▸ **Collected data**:
*-*-*

PR #79, opened 2026-08-17
chore: prepare release 0.4.0

shyjsarah:
## Purpose

Prepare the repository for the Apache Paimon Vector Index 0.4.0 release line. This is a release-readiness change only; it does not create, sign, or publish release artifacts.

## Changes

- align ASF branch protection with the `release-0.4` branch naming convention
- harden the release branch/version helper scripts, including Cargo lockfile refresh and local crate dependency version updates
- add automated tests for the release helper scripts and run them in CI
- refresh generated Rust dependency reports from internal version 0.3.0 to 0.4.0
- document the completed 0.3.0 release and move the upcoming release section to 0.4.0

## Verification

- `python3.11 -m unittest discover -s tools/tests -p 'test_*.py' -v`
- `python3 tools/check_license_headers.py`
- dependency license checks/report generation and binary legal inventory
- `cargo deny check licenses`
- `cargo fmt --check`
- Rust workspace tests (core, storage fixtures, FFI, and JNI)
- release workspace build
- C and C++ tests
- Java/JNI Maven tests on JDK 8, bundled JNI JAR verification, and loader smoke test
- Python tests, wheel build/content verification, installation, and import smoke test
- `cargo publish -p paimon-vindex-core --dry-run`
- two source archives generated from the same commit are byte-for-byte identical and contain the required release files
- fork CI passed all jobs on commit `0fff6387ffd18cc6c751979d45b8abd4b27d42b5`

### DIFF
--- a/tools/update_branch_version.sh
+++ b/tools/update_branch_version.sh
@@ -67,8 +67,8 @@ find . -name 'Cargo.toml' -not -path '*/target/*' -type f \
 perl -pi -e 's#^version = "'$OLD_VERSION_CLEAN'"#version = "'$NEW_VERSION_CLEAN'"#' python/pyproject.toml
 
 # Refresh workspace package versions in Cargo.lock while preserving the
-# already locked third-party dependency set, and reject inconsistent manifests.
-cargo check --workspace
+# already locked third-party dependency set without compiling the workspace.
+cargo update --workspace
 
 git commit -am "Update version to $NEW_VERSION"
 
--- a/tools/update_branch_version.sh
+++ b/tools/update_branch_version.sh
@@ -25,6 +25,7 @@ MVN=${MVN:-mvn}
 # fail immediately
 set -o errexit
 set -o nounset
+set -o pipefail
 # print command before executing
 set -o xtrace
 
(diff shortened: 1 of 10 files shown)


tools/update_branch_version.sh
```diff
@@ -36,33 +37,38 @@ fi
...
+	-exec perl -pi -e 'if (/^paimon-vindex-/) { s#version = "'$OLD_VERSION_CLEAN'"#version = "'$NEW_VERSION_CLEAN'"# }' {} \;
+
+# Change the Python package version.
+perl -pi -e 's#^version = "'$OLD_VERSION_CLEAN'"#version = "'$NEW_VERSION_CLEAN'"#' python/pyproject.toml
 
-#change version in pyproject.toml
-perl -pi -e 's#^version = "'$OLD_VERSION'"#version = "'$NEW_VERSION_CLEAN'"#' python/pyproject.toml
+# Refresh workspace package versions in Cargo.lock while preserving the
+# already locked third-party dependency set, and reject inconsistent manifests.
+cargo check --workspace
```
jerry-024: `cargo check --workspace` compiles the workspace, but this block only needs to refresh workspace package versions in `Cargo.lock`. Cargo documents `cargo update --workspace` for this exact case and it keeps already-locked non-workspace packages unchanged. Could we use that instead to avoid compiling during release preparation?

https://doc.rust-lang.org/cargo/commands/cargo-update.html#update-options

shyjsarah: Good point. I replaced `cargo check --workspace` with `cargo update --workspace` so the script refreshes only workspace package versions in `Cargo.lock` without compiling the workspace. I also added a regression assertion that the update does not create a Cargo `target` directory. The existing test still verifies manifest, path dependency, and lockfile version consistency.

jerry-024 (approved):
+1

*-*-*

▸ **What you need to do**:
Restate the data word for word.

▸ **Task response**:
PR #79, opened 2026-08-17
chore: prepare release 0.4.0

shyjsarah:
## Purpose

Prepare the repository for the Apache Paimon Vector Index 0.4.0 release line. This is a release-readiness change only; it does not create, sign, or publish release artifacts.

## Changes

- align ASF branch protection with the `release-0.4` branch naming convention
- harden the release branch/version helper scripts, including Cargo lockfile refresh and local crate dependency version updates
- add automated tests for the release helper scripts and run them in CI
- refresh generated Rust dependency reports from internal version 0.3.0 to 0.4.0
- document the completed 0.3.0 release and move the upcoming release section to 0.4.0

## Verification

- `python3.11 -m unittest discover -s tools/tests -p 'test_*.py' -v`
- `python3 tools/check_license_headers.py`
- dependency license checks/report generation and binary legal inventory
- `cargo deny check licenses`
- `cargo fmt --check`
- Rust workspace tests (core, storage fixtures, FFI, and JNI)
- release workspace build
- C and C++ tests
- Java/JNI Maven tests on JDK 8, bundled JNI JAR verification, and loader smoke test
- Python tests, wheel build/content verification, installation, and import smoke test
- `cargo publish -p paimon-vindex-core --dry-run`
- two source archives generated from the same commit are byte-for-byte identical and contain the required release files
- fork CI passed all jobs on commit `0fff6387ffd18cc6c751979d45b8abd4b27d42b5`

### DIFF
--- a/tools/update_branch_version.sh
+++ b/tools/update_branch_version.sh
@@ -67,8 +67,8 @@ find . -name 'Cargo.toml' -not -path '*/target/*' -type f \
 perl -pi -e 's#^version = "'$OLD_VERSION_CLEAN'"#version = "'$NEW_VERSION_CLEAN'"#' python/pyproject.toml
 
 # Refresh workspace package versions in Cargo.lock while preserving the
-# already locked third-party dependency set, and reject inconsistent manifests.
-cargo check --workspace
+# already locked third-party dependency set without compiling the workspace.
+cargo update --workspace
 
 git commit -am "Update version to $NEW_VERSION"
 
--- a/tools/update_branch_version.sh
+++ b/tools/update_branch_version.sh
@@ -25,6 +25,7 @@ MVN=${MVN:-mvn}
 # fail immediately
 set -o errexit
 set -o nounset
+set -o pipefail
 # print command before executing
 set -o xtrace
 
(diff shortened: 1 of 10 files shown)


tools/update_branch_version.sh
```diff
@@ -36,33 +37,38 @@ fi
...
+	-exec perl -pi -e 'if (/^paimon-vindex-/) { s#version = "'$OLD_VERSION_CLEAN'"#version = "'$NEW_VERSION_CLEAN'"# }' {} \;
+
+# Change the Python package version.
+perl -pi -e 's#^version = "'$OLD_VERSION_CLEAN'"#version = "'$NEW_VERSION_CLEAN'"#' python/pyproject.toml
 
-#change version in pyproject.toml
-perl -pi -e 's#^version = "'$OLD_VERSION'"#version = "'$NEW_VERSION_CLEAN'"#' python/pyproject.toml
+# Refresh workspace package versions in Cargo.lock while preserving the
+# already locked third-party dependency set, and reject inconsistent manifests.
+cargo check --workspace
```
jerry-024: `cargo check --workspace` compiles the workspace, but this block only needs to refresh workspace package versions in `Cargo.lock`. Cargo documents `cargo update --workspace` for this exact case and it keeps already-locked non-workspace packages unchanged. Could we use that instead to avoid compiling during release preparation?

https://doc.rust-lang.org/cargo/commands/cargo-update.html#update-options

shyjsarah: Good point. I replaced `cargo check --workspace` with `cargo update --workspace` so the script refreshes only workspace package versions in `Cargo.lock` without compiling the workspace. I also added a regression assertion that the update does not create a Cargo `target` directory. The existing test still verifies manifest, path dependency, and lockfile version consistency.

jerry-024 (approved):
+1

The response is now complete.